Start of Extracted entries

PR #3000, opened 2026-09-10
test(util): cover EmitNodeWarningEvent client-filter and nil-client paths

magic-peach:
**What type of PR is this?**

/kind failing-test

EmitNodeWarningEvent has a client-side filter that walks every existing event and keeps the one with the latest LastTimestamp among those matching the node UID and reason, plus an early return when no Kubernetes client is set. Neither path had a test: existing tests only ever had zero or one matching event in the fake client, so the loop that picks the most recent match and skips events with a different UID or reason never actually branched. This adds a case with several events, including ones that must be ignored by UID or reason, and a case for the uninitialized client early return.

This PR was written primarily by Claude Code, reviewed and tested locally before submitting.

Fixes #

No existing issue tracks this, found while reading pkg/util/util.go for test coverage gaps.

Verified by temporarily breaking the filter logic (skipping the UID/reason check) and confirming the new test fails, then restoring it. go test ./pkg/util/... -run TestEmitNodeWarningEvent passes with all 5 subtests.

No

## Summary by CodeRabbit

- **Tests**
  - Added coverage ensuring node warning event emission safely handles an unavailable Kubernetes client.
  - Added coverage verifying that only the latest matching event is updated, while unrelated or older events remain unchanged.

### DIFF
--- a/pkg/util/util_test.go
+++ b/pkg/util/util_test.go
@@ -923,6 +923,73 @@ func TestEmitNodeWarningEvent(t *testing.T) {
 		// Old event still present plus one new event.
 		assert.Equal(t, 2, len(events.Items))
 	})
+
+	t.Run("uninitialized client is a no-op", func(t *testing.T) {
+		oldClient := client.KubeClient
+		client.KubeClient = nil
+		t.Cleanup(func() { client.KubeClient = oldClient })
+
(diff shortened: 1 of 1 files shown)


mesutoezdil:

PR #3001, opened 2026-09-10
fix(device): enforce min limit across multiple ResourceQuota objects

### LINKED ISSUE #2997: Only one ResourceQuota per namespace is enforced, and deleting any one of them removes the limit
**What happened**:

`QuotaManager` keys limits by namespace and device resource name only (`pkg/device/quota.go:38-40`), with nothing recording which ResourceQuota object set them. `addQuotaLocked` writes straight into the slot and `delQuotaLocked` clears it unconditionally, so with two objects in one namespace that both set `limits.hami.io/gpumem`:

```
after adding strict(1000) and loose(5000): {Used:0 Limit:5000 LimitSet:true}
  -> a 3000 MiB pod is admitted, which "strict" forbids
after deleting loose:                      {Used:0 Limit:0 LimitSet:false}
  -> a 1000000 MiB pod is admitted, although "strict" is still in the cluster
```

That is master (`b5ec6b1`), driven through `s.onAddQuota` / `s.onDelQuota` and then `fitResourceQuota`. Which object wins is informer delivery order, so it can flip on a scheduler restart with no cluster change. `NewQuotaManager` hands back the same `localCache` as `GetLocalCache`, so the webhook check and the per-backend re-check added in #2397 all read this one map. #2386 made the del/add pair atomic, which does not help here: two objects share one slot, this is not a gap in time.

Kubernetes applies every ResourceQuota in a namespace, so a platform baseline quota plus a tenant quota should leave the more restrictive limit in force.

Before I send a patch I would like your call on the shape. Keying the limit side by object name and recomputing the minimum on add and delete is contained, but `Spec.Scopes` and `Spec.ScopeSelector` are not read anywhere in the tree, so a minimum taken over all objects would let a scoped quota restrict pods outside its scope. Happy to write it either way.

Two ResourceQuota objects in one namespace, both with a `limits.<hami memory resource>` entry and different values.

**Environment**:
- HAMi version: master (`b5ec6b1`)

lj361588364:
## Summary

Fixes #2997

`QuotaManager` kept a single limit slot per `(namespace, resource)`, and `addQuotaLocked`/`delQuotaLocked` overwrote/zeroed it unconditionally. When two `ResourceQuota` objects in one namespace both set e.g. `limits.hami.io/gpumem`, the surviving limit was decided purely by informer event order and flipped across scheduler restarts — deleting the larger-limit object left the resource effectively unlimited even though the stricter object still existed.

This PR records limits **per ResourceQuota object** (`namespace -> object name -> resource`) and derives the effective limit as the **minimum** across all objects, matching upstream kube quota semantics where each object is enforced independently and a pod must satisfy all of them.

## Design notes

- `Used` stays namespace-scoped: usage is a property of the pods in the namespace, not of any quota object, so it does not need per-object bookkeeping (and keeping it shared avoids losing usage when the last object is deleted).
- `FitQuota` is untouched — it keeps reading the derived `(Limit, LimitSet)`, so the scheduling hot path and the webhook check are unchanged.
- `UpdateQuota`'s atomic swap (the fix from #2386) is preserved: the swap now updates one entry in the per-object map, and an update that drops a resource from an object's spec releases that object's claim.
- Deleting an object's limits is driven by its spec, so a stale/never-added object cannot wipe another object's recorded limits.
- An explicit `"0"` from one object blocks the namespace even when other objects allow more (`min(0, x) = 0`), preserving the explicit-zero semantics from the existing `LimitSet` handling.

## Known limitation (unchanged, deterministic now)

`Spec.Scopes` / `ScopeSelector` are still not consulted. A scoped quota's limit is applied namespace-wide via the min — but the previous last-writer-wins behavior had the same over-restriction risk, this just makes it deterministic. Proper scope support (filter objects by scope when computing the min, check pods against matching scopes in `FitQuota`) is left as a follow-up.

## Tests

New cases in `pkg/device/quota_test.go`:

1. two objects, different limits → effective = min, in **both add orders**
2. delete the looser object → strict limit stays enforced (the bug scenario)
3. delete the stricter object → limit rises to the remaining value
4. in-place update of one object's limit → effective follows; dropping a resource from the spec releases it
5. delete all objects → `LimitSet=false`, usage slot preserved
6. order-independence: same object set added in forward/reverse/rotated orders → identical final state
7. explicit `0` + large limit from another object → still blocked

All pass with `-short --race -count=1`. Existing tests (`TestUpdateQuotaKeepsLimitEnforced`, `TestDelQuotaNonLimitsKey`, `TestUpdateQuota`, …) pass unmodified.

## AI Assistance Disclosure

Per CONTRIBUTING.md: this PR was developed with AI coding assistance (Kscc / Claude Code); the design was proposed and reviewed by @lj361588364.

## Summary by CodeRabbit

- **Bug Fixes**
  - Resource quota limits are now calculated as the most restrictive limit across all applicable quota objects.
  - Updating or removing a quota object correctly recalculates available capacity without affecting remaining quotas.
  - Quota results no longer depend on the order in which quota objects are processed.
  - Explicit zero limits are correctly enforced, preventing requests when any applicable quota blocks the resource.
  - Removing stale, unrelated, or emptied quota objects no longer leaves behind incorrect resource limits.

### DIFF
--- a/pkg/device/quota.go
+++ b/pkg/device/quota.go
@@ -39,7 +39,15 @@ type DeviceQuota map[string]*Quota
 
 type QuotaManager struct {
 	Quotas map[string]*DeviceQuota
-	mutex  sync.RWMutex
+	// objectLimits records what each ResourceQuota object contributes:
+	// namespace -> object name -> resource -> limit. Kubernetes enforces every
+	// ResourceQuota object in a namespace independently, so the effective limit
+	// for a resource is the minimum across all objects. Storing per object (not
+	// a single slot) keeps the derived state a pure function of the current set
+	// of objects, so the result no longer depends on informer event order or on
+	// which object happened to be added/removed last.
+	objectLimits map[string]map[string]map[string]int64
+	mutex        sync.RWMutex
 }
 
 var localCache QuotaManager
@@ -53,7 +61,8 @@ var once sync.Once
 func NewQuotaManager() *QuotaManager {
 	once.Do(func() {
 		localCache = QuotaManager{
-			Quotas: make(map[string]*DeviceQuota),
+			Quotas:       make(map[string]*DeviceQuota),
+			objectLimits: make(map[string]map[string]map[string]int64),
 		}
 	})
 	return &localCache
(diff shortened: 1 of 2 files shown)


asadjan4611:
@lj361588364  could we remove the complete recorded object entry and recalculate using the resource keys stored in obj, instead of iterating over quota.Spec.Hard...

asadjan4611:
could we avoid storing empty entries and remove the object/namespace map whn an update drops its final managed limit bcz **addQuotaLocked** currently stores an empty entry for every ResourceQuota that has noHAMi-managed limits. Since the scheduler watches all ResourceQuota objects, this can retain unnecessary state.

@lj361588364 can you please also take a look on it 
@archlitchi please corrrect to me if i wrong

pkg/device/quota.go
```diff
@@ -238,51 +247,101 @@ func (q *QuotaManager) UpdateQuota(oldQuota, newQuota *corev1.ResourceQuota) {
 	q.logQuotasLocked()
 }
 
-// addQuotaLocked requires q.mutex to be held.
+// addQuotaLocked requires q.mutex to be held. It records the object's limits
+// under its name and recomputes the effective limit for every resource the
+// object (previously or now) carries.
 func (q *QuotaManager) addQuotaLocked(quota *corev1.ResourceQuota) {
```
mesutoezdil, line 253: what happens with thousands of unrelated ResourceQuota objects?

pkg/device/quota.go
```diff
@@ -238,51 +247,101 @@ func (q *QuotaManager) UpdateQuota(oldQuota, newQuota *corev1.ResourceQuota) {
...
 	}
 }
 
-// delQuotaLocked requires q.mutex to be held.
+// delQuotaLocked requires q.mutex to be held. It removes the object's recorded
+// limits for the resources its spec mentions and recomputes the effective
+// limit from the remaining objects. Deletion is driven by the spec so an
+// object that was never added (or a stale event) cannot wipe another object's
+// recorded limits.
 func (q *QuotaManager) delQuotaLocked(quota *corev1.ResourceQuota) {
```
mesutoezdil, line 315: did you test a delete event with stale spec?

pkg/device/quota.go
lj361588364: Good catch — fixed in 15814c9. An object with no HAMi-managed limits (or one updated down to zero managed limits) now leaves no state at all: its entry is pruned, and maps the pruning leaves empty are cleaned up. Covered by TestUnrelatedQuotaLeavesNoEntry.

pkg/device/quota.go
lj361588364: Also good catch. Deletion is now driven by the recorded entry, not the event's spec: delQuotaLocked removes the whole recorded entry and recomputes from the recorded keys, so a delete event carrying a stale spec cannot leave entries behind. Covered by TestDelQuotaWithStaleSpec (added in 15814c9).

lj361588364:
@asadjan4611 Thanks for the review!

Re [your first point](https://github.com/Project-HAMi/HAMi/pull/3001#issuecomment-5651584534): that's exactly the shape delQuotaLocked has now (15814c9) — it removes the complete recorded entry for the object and recomputes the effective limit from the resource keys stored in that entry, rather than iterating over the event's `Spec.Hard`. The recorded state is the single source of truth, so a delete event carrying a stale spec can't leave anything behind (covered by `TestDelQuotaWithStaleSpec`).

Re [your second point](https://github.com/Project-HAMi/HAMi/pull/3001#issuecomment-5651624813): agreed and fixed. `addQuotaLocked` no longer stores an entry for objects without HAMi-managed limits, and an object updated down to zero managed limits is pruned along with any maps the pruning empties. The scheduler watches every ResourceQuota in the cluster, so unrelated objects now leave zero state. Covered by `TestUnrelatedQuotaLeavesNoEntry`.

mesutoezdil:
Point 4

PR #3003, opened 2026-09-10
test(nodelock): cover the remaining untested branches

magic-peach:
**What type of PR is this?**

/kind failing-test

pkg/util/nodelock had six branches with no test: SetNodeLock and ReleaseNodeLock rejecting a lock that is already held before entering the retry loop, both functions propagating an initial Get failure straight through, ReleaseNodeLock and GenerateNodeLockKeyByPod handling a nil pod, and ParseNodeLock rejecting a malformed two part annotation. Adds a test for each. Coverage for this package goes from 86.9 percent to 90.3 percent.

Fixes #

No existing issue tracks this, found while reviewing pkg/util/nodelock for test coverage gaps.

Verified with go test -race -short -count=1, all tests pass. Confirmed each new test actually exercises the intended branch by checking the coverage profile before and after.

No

## Summary by CodeRabbit

* **Tests**
  * Added coverage for node lock error handling, including nil pod inputs and malformed lock annotations.
  * Verified lock contention behavior avoids unnecessary updates.
  * Verified initial retrieval errors are propagated.
  * Confirmed releasing an already-removed lock succeeds without an additional update.

### DIFF
--- a/pkg/util/nodelock/nodelock_test.go
+++ b/pkg/util/nodelock/nodelock_test.go
@@ -1347,3 +1347,124 @@ func TestSetNodeLockNilPod(t *testing.T) {
 		t.Fatalf("expected error %q, got %q", expectedErrMsg, err.Error())
 	}
 }
+
+func TestReleaseNodeLockNilPod(t *testing.T) {
+	nodeLocks = newNodeLockManager()
+	nodeName := "nil-pod-release-node"
+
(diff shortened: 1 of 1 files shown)


maishivamhoo123:
@magic-peach please read the https://github.com/Project-HAMi/HAMi/blob/master/CONTRIBUTING.md  before raising the PR.

Issue #1903, opened 2026-05-25
MIG feature does not work


almazkhalikov:
Hi,

I am trying to use HAMi Dynamic MIG on NVIDIA A800 GPUs with the following setup:

* HAMi 2.8.0
* NVIDIA driver 580.119.02
* Kubernetes device plugin uses:
    * deviceListStrategy=cdi-annotations
    * device-id-strategy=uuid
* GPU model: NVIDIA A800 80GB PCIe

My node configuration:
```json
{
  "nodeconfig": [
    {
      "name": "nodename.ru",
      "operatingmode": "mig",
      "migstrategy": "mixed",
      "filterdevices": {
        "uuid": [
          "GPU-995b8cf7-2da8-4410-1d54-0176dae35e47"
        ],
        "index": [0]
      }
    }
  ]
}
```

Relevant device-plugin runtime flags:
```
--mig-strategy="mixed"
--device-list-strategy="[cdi-annotations]"
--device-id-strategy="uuid"
--nvidia-driver-root="/"
--resource-name="nvidia.com/gpu"
```

My HELM custom values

End of Extracted entries

- Exercise directions
Scan the data above for the word "still" and report every line where it is found.

- Solution for this problem
 		// Old event still present plus one new event.
  -> a 1000000 MiB pod is admitted, although "strict" is still in the cluster
`QuotaManager` kept a single limit slot per `(namespace, resource)`, and `addQuotaLocked`/`delQuotaLocked` overwrote/zeroed it unconditionally. When two `ResourceQuota` objects in one namespace both set e.g. `limits.hami.io/gpumem`, the surviving limit was decided purely by informer event order and flipped across scheduler restarts — deleting the larger-limit object left the resource effectively unlimited even though the stricter object still existed.
`Spec.Scopes` / `ScopeSelector` are still not consulted. A scoped quota's limit is applied namespace-wide via the min — but the previous last-writer-wins behavior had the same over-restriction risk, this just makes it deterministic. Proper scope support (filter objects by scope when computing the min, check pods against matching scopes in `FitQuota`) is left as a follow-up.
7. explicit `0` + large limit from another object → still blocked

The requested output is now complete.